Kade Young breaks down vocal mixing on the Allen & Heath SQ mixer using real Sunday service tracks. He starts with completely unprocessed vocals that sound rough and uneven, then works through each channel systematically.
His approach hits three main areas: EQ, compression, and reverb. For EQ, he high-passes around 200Hz and cuts problem frequencies that make vocals sound thick or muddy. The compression uses an RMS vocal preset as a starting point, with gain reduction hitting where green meets yellow on the meter. He listens for control without obvious pumping.
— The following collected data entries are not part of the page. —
PR #3882, opened 2020-11-09
Make an implicit behavior explicit

mernst:
I don't know whether this optimization is worthwhile.
(The documentation changes are probably worthwhile even if the optimization is not.)

### DIFF
--- a/framework/src/main/java/org/checkerframework/framework/type/DefaultTypeHierarchy.java
+++ b/framework/src/main/java/org/checkerframework/framework/type/DefaultTypeHierarchy.java
@@ -215,6 +215,8 @@ public class DefaultTypeHierarchy extends AbstractAtmComboVisitor<Boolean, Void>
     /**
      * Compare the primary annotations of {@code subtype} and {@code supertype}.
      *
+     * @param subtype the type that might be a subtype
+     * @param supertype the type that might be a supertype
      * @param annosCanBeEmtpy indicates that annotations may be missing from the typemirror
      * @return true if the primary annotation on subtype {@literal <:} primary annotation on
      *     supertype for the current top. Returns true if both annotations are null. Returns false
--- a/framework/src/main/java/org/checkerframework/framework/type/DefaultTypeHierarchy.java
+++ b/framework/src/main/java/org/checkerframework/framework/type/DefaultTypeHierarchy.java
@@ -219,8 +219,8 @@ public class DefaultTypeHierarchy extends AbstractAtmComboVisitor<Boolean, Void>
      * @param supertype the type that might be a supertype
      * @param annosCanBeEmtpy indicates that annotations may be missing from the typemirror
      * @return true if the primary annotation on subtype {@literal <:} primary annotation on
-     *     supertype for the current top. Returns true if both annotations are null. Returns false
-     *     if one annotation is null and the other is not.
+     *     supertype for the current top. Returns true if neither annotated type has a primary
+     *     annotation. Returns false if one annotation is does and the other does not.
      */
     protected boolean isPrimarySubtype(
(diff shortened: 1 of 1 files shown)


framework/src/main/java/org/checkerframework/framework/type/DefaultTypeHierarchy.java
```diff
@@ -215,10 +215,12 @@ protected boolean isPrimarySubtype(AnnotatedTypeMirror subtype, AnnotatedTypeMir
     /**
      * Compare the primary annotations of {@code subtype} and {@code supertype}.
      *
+     * @param subtype the type that might be a subtype
+     * @param supertype the type that might be a supertype
      * @param annosCanBeEmtpy indicates that annotations may be missing from the typemirror
      * @return true if the primary annotation on subtype {@literal <:} primary annotation on
-     *     supertype for the current top or both annotations are null. False is returned if one
-     *     annotation is null and the other is not.
+     *     supertype for the current top. Returns true if both annotations are null. Returns false
```
smillst, line 222: This method operates on AnnotatedTypeMirrors, so instead of, `if both annotations` this should be if `neither annotated type has a primary annotation`.

framework/src/main/java/org/checkerframework/framework/type/DefaultTypeHierarchy.java
```diff
@@ -247,8 +249,13 @@ protected boolean isAnnoSubtype(
             @Nullable AnnotationMirror subtypeAnno,
             @Nullable AnnotationMirror supertypeAnno,
             boolean annosCanBeEmtpy) {
-        if (annosCanBeEmtpy && subtypeAnno == null && supertypeAnno == null) {
-            return true;
+        if (annosCanBeEmtpy) {
```
smillst, line 252: Without this change, if only one of the annotations is null, ` qualifierHierarchy.isSubtype(subtypeAnno, supertypeAnno);` would throw an exception.  But the Javadoc says that `false` should be returned in that case, so I think this is a good change.

smillst (approved):

framework/src/main/java/org/checkerframework/framework/type/DefaultTypeHierarchy.java
mernst: If that is the case, then no client has ever taken advantage of this documented behavior.  Would it be better to simplify the specification rather than making the implementation more complex?  (I'm not sure which way I lean on that question.)

smillst: I don't have a good argument for either option.  Really if both annotations are `null` this method shouldn't be called, so throwing an exception in that case makes sense.  So maybe it is better to change the documentation.

smillst: Mention type variables in javadoc.  Change the Javadoc to match implementation.

framework/src/main/java/org/checkerframework/framework/type/DefaultTypeHierarchy.java
```diff
@@ -209,80 +208,18 @@ protected String defaultErrorMessage(
...
-
-    /**
-     * Compare the primary annotations of {@code subtype} and {@code supertype}.
-     *
-     * @param annosCanBeEmtpy indicates that annotations may be missing from the typemirror
-     * @return true if the primary annotation on subtype {@literal <:} primary annotation on
-     *     supertype for the current top or both annotations are null. False is returned if one
-     *     annotation is null and the other is not.
-     */
-    protected boolean isPrimarySubtype(
```
smillst, line 223: Both this method and `isAnnoSubtype` either called with `annosCanBeEmtpy = false` or the code checked that the annotations were nonnull before calling them.  So I just deleted these methods.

The reverb setup involves three sends: plate reverb for vocals, hall reverb for vocals and instruments, and room reverb for drums. Smart trick here – less hall reverb on the lead vocal keeps it focused, while more on backgrounds creates that choir effect.
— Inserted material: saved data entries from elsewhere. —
PR #3887, opened 2020-11-10
Initialized Fields Checker

mernst:


framework/src/main/java/org/checkerframework/common/initializedfields/qual/InitializedFieldsPredicate.java
```diff
@@ -0,0 +1,25 @@
...
+
+/**
+ * A predicate annotation for the Initialized Fields type system.
+ *
+ * @checker_framework.manual #initialized-fields-checker Initialized Fields Checker
+ */
+@Retention(RetentionPolicy.RUNTIME)
+@Target({ElementType.TYPE_USE, ElementType.TYPE_PARAMETER})
+@SubtypeOf({InitializedFields.class})
+public @interface InitializedFieldsPredicate {
```
kelloggm, line 17: Why do you need `InitializedFieldsPredicate`? I can't think of a situation where it would be useful.

kelloggm: (There is a constructor in `AccumulationAnnotatedTypeFactory` that doesn't require a predicate annotation.)

framework/src/main/java/org/checkerframework/framework/qual/PostconditionAnnotation.java
```diff
@@ -33,10 +33,10 @@
...
  * {@literal @}PostconditionAnnotation(qualifier = MinLen.class)
  * {@literal @}Target({ElementType.METHOD, ElementType.CONSTRUCTOR})
- * public {@literal @}interface EnsuresMinLen {
- *   String[] value();
- *   {@literal @}QualifierArgument("value")
- *   int targetValue() default 0;
+ *  public {@literal @}interface EnsuresMinLen {
+ *    String[] value();
+ *    {@literal @}QualifierArgument("value")
+ *    int targetValue() default 0;
```
kelloggm, line 39: Extraneous whitespace changes?

framework/tests/all-systems/GenericExtendsTypeVars.java
```diff
@@ -20,11 +20,20 @@ void context() {
...
+    }
 }
 
 @SuppressWarnings("initialization.fields.uninitialized")
 class RecursiveTypevarClass<T extends RecursiveTypevarClass<T>> {
     T t;
+
+    RecursiveTypevarClass(T t) {
+        this.t = t;
+    }
```
kelloggm, line 36: Does this new constructor remove the need for the suppress warnings above?

kelloggm (changes requested):

checker/src/main/java/org/checkerframework/checker/index/lowerbound/LowerBoundAnnotatedTypeFactory.java
```diff
@@ -175,7 +176,9 @@ public void addComputedTypeAnnotations(Tree tree, AnnotatedTypeMirror type, bool
         // If dataflow shouldn't be used to compute this type, then do not use the result from
         // the Value Checker, because dataflow is used to compute that type.  (Without this,
         // "int i = 1; --i;" fails.)
-        if (iUseFlow && tree != null && TreeUtils.isExpressionTree(tree)) {
+        if (tree != null
+                && TreeUtils.isExpressionTree(tree)
+                && (iUseFlow || tree instanceof LiteralTree)) {
```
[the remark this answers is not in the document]
mernst: Without this, the interaction between the Initialized Fields Checker and the Index Checker fails, because the Initialized Fields Checker calls this (transitively) with iUseFlow set to false.

Literals don't depend on flow, so this change seems safe.

framework/src/main/java/org/checkerframework/framework/qual/PostconditionAnnotation.java
mernst: The whitespace was wrong before; this makes it line up in the generated HTML.  I could move it into a different pull request if you prefer.

framework/src/main/java/org/checkerframework/common/initializedfields/InitializedFieldsAnnotatedTypeFactory.java
```diff
@@ -0,0 +1,235 @@
...
+    }
+
+    /**
+     * Returns the fields that the constructor must initialize. These are the fields F declared in
+     * this class that satisfy all of the following conditions:
+     *
+     * <ul>
+     *   <li>F is a non-final field (if final, Java will issue a warning, so we don't need to).
+     *   <li>F's declaration has no initializer.
+     *   <li>No initialization block or static initialization block sets the field. (This seems to
```
smillst, line 169: I think these fields are still included in the returned array.  It's just that dataflow visits initialization block or static initialization block as part of the constructor.  So, I would delete this bullet point.

framework/src/main/java/org/checkerframework/common/initializedfields/qual/EnsuresInitializedFields.java
```diff
@@ -0,0 +1,33 @@
...
+@PostconditionAnnotation(qualifier = InitializedFields.class)
+@Retention(RetentionPolicy.RUNTIME)
+@Target({ElementType.METHOD})
+public @interface EnsuresInitializedFields {
+    /**
+     * The object(s) whose fields this method initializes.
+     *
+     * @return object(s) whose fields are initialized
+     */
+    public String[] value() default {"this"};
```
smillst, line 24: What does `@EnsuresInitializedFields(value = {"this", "a"}, fields = { "c", "d"})` mean?  I think that `value` should just be a string.  Then `@EnsuresInitializedFields` should be repeatable.

framework/src/main/java/org/checkerframework/framework/type/GenericAnnotatedTypeFactory.java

Young’s method is practical rather than technical. He turns reverb up until he hears it, then backs off until it sits right in the mix. No gates on live vocals. Each vocalist gets individual treatment because every voice needs different settings.
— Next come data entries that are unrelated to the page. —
PR #3891, opened 2020-11-13
Add AssignmentContexts for parameters of constructor calls

msridhar:
It seems these contexts should also be present when expressions are passed as a parameter to a constructor call (in addition to normal method invocations).  They would be useful for a checker we are working on.

@smillst I'm not sure how to write a test for this.  Maybe these additional contexts could be relevant to type inference?

### DIFF
--- a/dataflow/src/main/java/org/checkerframework/dataflow/cfg/node/ObjectCreationNode.java
+++ b/dataflow/src/main/java/org/checkerframework/dataflow/cfg/node/ObjectCreationNode.java
@@ -5,6 +5,7 @@ import java.util.ArrayList;
 import java.util.Collection;
 import java.util.List;
 import java.util.Objects;
+import javax.lang.model.element.ExecutableElement;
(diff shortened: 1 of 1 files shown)


smillst (approved):
I don't see anyway to add a test for this, but the code looks good.

msridhar:
Thanks, @smillst!  Re: a test, I was wondering if there is any existing test where doing correct type inference relies on having a proper `AssignmentContext` for a method parameter.  If there is such a test, then maybe this change could be tested with similar code re-written to use a constructor parameter instead?  Just a thought, nothing critical.

smillst:
@msridhar I don't know of any place that we use the assignment context of method parameters from dataflow.  The assignment context is passed to the AnnotatedTypeFactory, but we only use it for the type of NewArrayTree and NewClassTree with diamond.  Code for both of those trees is a bit buggy, so I wouldn't want to write a test against them.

The before/after comparison shows dramatic improvement. What started as vocals jumping in and out of the mix becomes polished and controlled. Young mentions this clip comes from his SQ Mastery course where he builds complete mixes from scratch.
His free vocal EQ cheat sheet has been downloaded over 10,000 times, which speaks to the practical value of his teaching approach. The whole demonstration takes raw church vocals and transforms them into radio-ready sound using straightforward techniques any sound engineer can apply.